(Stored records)
PR #3293, opened 2026-02-26
Bump Grafana minimum zoom in to 30s

### LINKED ISSUE #2990: monitoring - the prometheus source is mis-configured with a 5s scrape_interval - should be 30s (see the configmap)
### What happened?

the $__rate_interval is messed up given the wrong scrape_interval - which is typically 4xScrapeIntervel

some charts have no data - with a proper scrape_interval they do

easy to see in the configmap scylla-grafana-provisioning in the datasource.yaml key as shown fixed in this section:

  datasources.yaml: |
    apiVersion: 1
    datasources:
    - name: prometheus
      type: prometheus
      access: proxy
      url: "https://scylla-prometheus:9090"
      isDefault: true
      version: 1
      editable: false
      jsonData:
        **timeInterval: "30s"**
        tlsAuthWithCACert: true
      secureJsonData:
        tlsCACert: "$__file{/var/run/configmaps/prometheus-serving-ca/ca-bundle.crt}"
        tlsClientCert: "$__file{/var/run/secrets/prometheus-client-certs/tls.crt}"
        tlsClientKey: "$__file{/var/run/secrets/prometheus-client-certs/tls.key}"
  notifiers.yaml: ''

### Scylla Operator version

1.17.1 and 1.18.1

1.33

n/a

n/a

abramche:
This change:
- bumps minimum Grafana window 5s -> 30s (to be more than 4x of the scrape interval set to 5s)
- forces a 5s scrape interval on ServiceMonitor level, as a precaution for external Prometheus cases (OpenShift)
- adjusts the tests for the changes

Resolves #2990

### DIFF
--- a/CHANGELOG.md
+++ b/CHANGELOG.md
@@ -11,6 +11,11 @@
   a patch update to the Grafana image used (`docker.io/grafana/grafana` from `12.3.2` to `12.3.3`).
   [#3282](https://github.com/scylladb/scylla-operator/pull/3282), [#3284](https://github.com/scylladb/scylla-operator/pull/3284)
 
+### Bug fixes
+
+-  Fixed [#2990](https://github.com/scylladb/scylla-operator/issues/2990): set monitoring scrape intervals to: 5s in 
+  `ServiceMonitor`, and 30s in Grafana. This overrides the global scrape interval set in Prometheus.
+
 ## 1.20.0 and older
 
 For those versions, the changelog information can be found in two places:


abramche:
Verified locally - works even for smallest intervals of 10s (with two data points, scraped by 5s). Also verified that ServiceMonitor enforces 5s scrape interval.

abramche:
image

czeslavo:
/hold 
Ah, we've missed one thing. Let's add a CHANGELOG.md entry for this, as this is a user-facing change in the end.

rzetelskik:
@czeslavo should we verify this works on OpenShift or are we reasonably sure it doesn't break UWM and external prometheus mode?

rzetelskik:
> The priority can mirror the issue priority, or be set according to your opinion - it has no significant effect on anything in the process in practice, it's just Prow requiring it

Btw it does affect the ordering of PRs in queue to merge, but that's probably hardly ever making any difference. Using something out of the ordinary (like critical-urgent) would also be a signal for a reviewer to prioritise it.

rzetelskik:
Also @czeslavo @abramche should we backport it to 1.20?

abramche:
> Also @czeslavo @abramche should we backport it to 1.20?

Do you mean, as a 1.20.1 content? I think yes, it makes sense. @czeslavo WDYT?

CHANGELOG.md
```diff
@@ -9,7 +9,7 @@
 - Updated ScyllaDB Monitoring (`github.com/scylladb/scylla-monitoring` git submodule) from `4.14.0` (`88dd086`) pre-release version
   to the final `4.14.0` (`9dcb579`). The update includes several Grafana dashboard improvements and bug fixes, as well as
   a patch update to the Grafana image used (`docker.io/grafana/grafana` from `12.3.2` to `12.3.3`).
-  [#3282](https://github.com/scylladb/scylla-operator/pull/3282), [#3284](https://github.com/scylladb/scylla-operator/pull/3284)
+  [#3282](https://github.com/scylladb/scylla-operator/pull/3282), [#3284](https://github.com/scylladb/scylla-operator/pull/3284), [3293](https://github.com/scylladb/scylla-operator/pull/3293)
```
czeslavo: I think this PR deserves a separate entry - this one is about updating our dependency on scylladb/scylla-monitoring git submodule.

Let's make it clear in the new entry that the scrape interval will now be hardcoded to 5s (due to ServiceMonitor settings), as that's the most important user-facing change in our PR.

czeslavo:
> @czeslavo should we verify this works on OpenShift or are we reasonably sure it doesn't break UWM and external prometheus mode?

UWM doesn't differ from the external mode much (and that's been tested by @abramche). In UWM, Prometheus Operator is also used underneath, and our ServiceMonitor will affect the scrape interval the same way as outside of OpenShift. We _could_ test that, but I don't think it's worth the effort.

Regarding 1.20 backport, I think that makes sense, but let's all agree on that during the team sync, as while it fixes a bug, it's still a default behavior change.

rzetelskik:
> We could test that, but I don't think it's worth the effort.

The effort is just triggering the test, no? Rember we don't have any coverage for OpenShift other than the presubmits now btw.

I'll trigger it but I'm leaving it to @czeslavo to decide when this is ready to merge.

/test e2e-openshift-aws-parallel

czeslavo:
> The effort is just triggering the test, no? Rember we don't have any coverage for OpenShift other than the presubmits now btw.

Ah, you meant that. Yes, that's what we should definitely do. I was thinking you were asking for manual tests.

rzetelskik:
OpenShift tests failed due to an unrelated upgrade test flake, other than that it's good.

abramche:
CHANGELOG.md entry added

CHANGELOG.md
```diff
@@ -4,20 +4,21 @@
...
-  [#3282](https://github.com/scylladb/scylla-operator/pull/3282), [#3284](https://github.com/scylladb/scylla-operator/pull/3284)
+  [#3282](https://github.com/scylladb/scylla-operator/pull/3282), [#3284](https://github.com/scylladb/scylla-operator/pull/3284
+
+### Bug fixes
+
+- Made sure that ScyllaDBMonitoring-deployed ServiceMonitors have an explicit scrape interval of 5s, which is the recommended
+  default for ScyllaDB monitoring. Also, adjusted the Grafana dashboard data source configuration to use 30s as the default
+  scrape interval for queries to ensure there are no issues with missing data points in the graphs.
+  Please note this change may affect your setup if you have an external Prometheus instance configured with a global scrape
+  interval - from now on it will be overridden by the ServiceMonitor configuration generated by the operator.
```
mflendrich: IMO this can be made much more information-dense:

```suggestion
-  Fixed [#2990](https://github.com/scylladb/scylla-operator/issues/2990): set monitoring scrape intervals to: 5s in `ServiceMonitor`, and 30s in Grafana. This overrides the global scrape interval set in Prometheus.
```

abramche: This is in similar vein that I originally submitted. If this is alright with you @czeslavo I'll change to Michal's suggestion

mflendrich: What I am asking for is:
- encode the same information in fewer words
- point at the bug being fixed

I am not particularly attached to any specific wording. I just want these 2 qualities above somehow met.

abramche: suggestion applied verbatim; if you guys feel OK with the change, let's merge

* Task prompt *
If a line comes after the one containing "isDefault: true", leave it out; set down every line of the data before it, and that line itself, exactly.

* Exercise solution *
PR #3293, opened 2026-02-26
Bump Grafana minimum zoom in to 30s

### LINKED ISSUE #2990: monitoring - the prometheus source is mis-configured with a 5s scrape_interval - should be 30s (see the configmap)
### What happened?

the $__rate_interval is messed up given the wrong scrape_interval - which is typically 4xScrapeIntervel

some charts have no data - with a proper scrape_interval they do

easy to see in the configmap scylla-grafana-provisioning in the datasource.yaml key as shown fixed in this section:

  datasources.yaml: |
    apiVersion: 1
    datasources:
    - name: prometheus
      type: prometheus
      access: proxy
      url: "https://scylla-prometheus:9090"
      isDefault: true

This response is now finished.